Действительно, Вильгельм слыл потрясающим мастером своего дела. Он был первым, кто показал мне, что значит одержимость в работе. К слову сказать, в те годы вся страна была одержима. Народ, будто с цепи сорвался. Все были готовы работать и днём и ночью.
Герман на мгновение замолк, давая возможность выстроиться в очередь своим воспоминаниям. Картины детства теснились одна за другой, а ему лишь оставалось находить выражения, чтобы передать сюжеты, которые он в данный момент видел.
Вот он, полутёмный коридор, в котором по выходным собирается на репетиции детский симфонический оркестр. Вперемешку с
— Ля-ля-а… ля-ль-ляль-а! — воодушевлённо напевал дирижёр, махая палочкой, — Первые скрипочки вступили…, Первые скрипки, я говорю! Что вы сопли жуёте, кастраты марокканские! Альты, альты пошли… крещендо! Всем крещендо!!!
Вдруг, резкий полукруг рукой, будто кривым стартёром заводит полуторку и почти шёпотом:
— Дольче, пьяно, пьяно… играем молча, первые скрипочки пошли, так, та-а-ак, альты… альты!
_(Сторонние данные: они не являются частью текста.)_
PR #503, opened 2025-03-03
UPLC Converter M3

hovanja2011:


symbolic-base/src/ZkFold/Symbolic/Data/Int.hs
```diff
@@ -0,0 +1,216 @@
...
+import           ZkFold.Symbolic.Data.Class       (SymbolicData)
+import           ZkFold.Symbolic.Data.Combinators
+import           ZkFold.Symbolic.Data.Conditional
+import           ZkFold.Symbolic.Data.Eq
+import           ZkFold.Symbolic.Data.Ord
+import           ZkFold.Symbolic.Data.UInt
+import           ZkFold.Symbolic.Interpreter      (Interpreter (..))
+
+
+newtype Int (n :: Natural) (r :: RegisterSize) (c :: (Type -> Type) -> Type) = Int { uint :: UInt (n+1) r c}
```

Ослы! Прекратите выть! Парамоныч, штрихом, штрихом из-за такта!.. Первые — тему, тему ведём… Что за визг! Стоп! Стоп!.. Стадо свиней, кошки драные! — Вильгельм в бессилии кидает свой дирижёрский инструмент. Услужливые вторые скрипки бросаются его искать, но возбуждённый вином дирижёр, нарочито наступает на символ оркестровой власти и, швыряя пюпитры, устремляется к Мареку Берковичу. Первая скрипка Беркович в ступоре. Вильгельм неистовствует.
— Что творишь, мразь! — выхватывает он у ошалевшего подростка скрипку и начинает играть сам, но вдруг бросает инструмент. В кулаке угрожающе колышется смычек.
— Ты когда, Иуда, последний раз настраивал своё корыто! Я сейчас все прыщи на твоей физиономии смычком расковыряю! — это уже не пустая угроза. Расправы уже были, и не раз. В оркестре половина смычков склеено бледно-розовым зубопротезным составом. Вильгельм умеет ломать смычки о головы и плечи своих учеников. В оркестре полнейшая тишина. Парамон невозмутимо опускает „самурайский меч“, между делом вылавливая языком остатки закуски, застрявшие в зубах. Марек на грани обморока. Карающий меч занесён над его курчавой головой. Вильгельм страшен! Он шипит, брызгая слюной. Ещё несколько угрожающих пассов смычком над головой и дирижёр сдувается. Он швыряет его в проход между стульями и возвращается на командирское место. Долго стоит молча, потом медленно поднимает голову.
— Я отказываюсь с вами репетировать! Вы всё поняли, бездари! Марек, ты меня слышишь, мерзавец! Возьми свою скрипку и вон отсюда, пока не настроишь её раз и навсегда!
Марека словно ветром сдувает. Вильгельм достаёт носовой платок и несколько раз протирает дирижёрскую палочку. В это время из полуоткрытой двери класса доносятся завывания настраиваемого инструмента. Оркестранты расползаются в улыбках, отходя от стресса. Оттаявший Вильгельм присоединяется к оркестрантам.
— Ну, сброд!.. Стадо ослов, ей Богу! — ласково обращается он к музыкантам. — Парамон! иди, отдохни, я с этими отдельно порепетирую.
Парамон, подхватывает контрабас за талию и тащит его к гардеробу как дворник подвыпившую подружку. Из класса выскакивает пунцовый Марек и, ловко маневрируя, садится на своё место. Вильгельм в самом хорошем расположении духа просит оркестр повторить всё с начала. Аудитория шелестит страницами, досадуя, что инцидент рассосался, не дойдя до кульминации. Репетиция продолжается».
— К чему ты мне эту притчу рассказал? — гасит своим вопросом воспоминания бывшего скрипача. — Мы же об извращенцах говорили. Хочешь сказать, в вашем оркестре их было?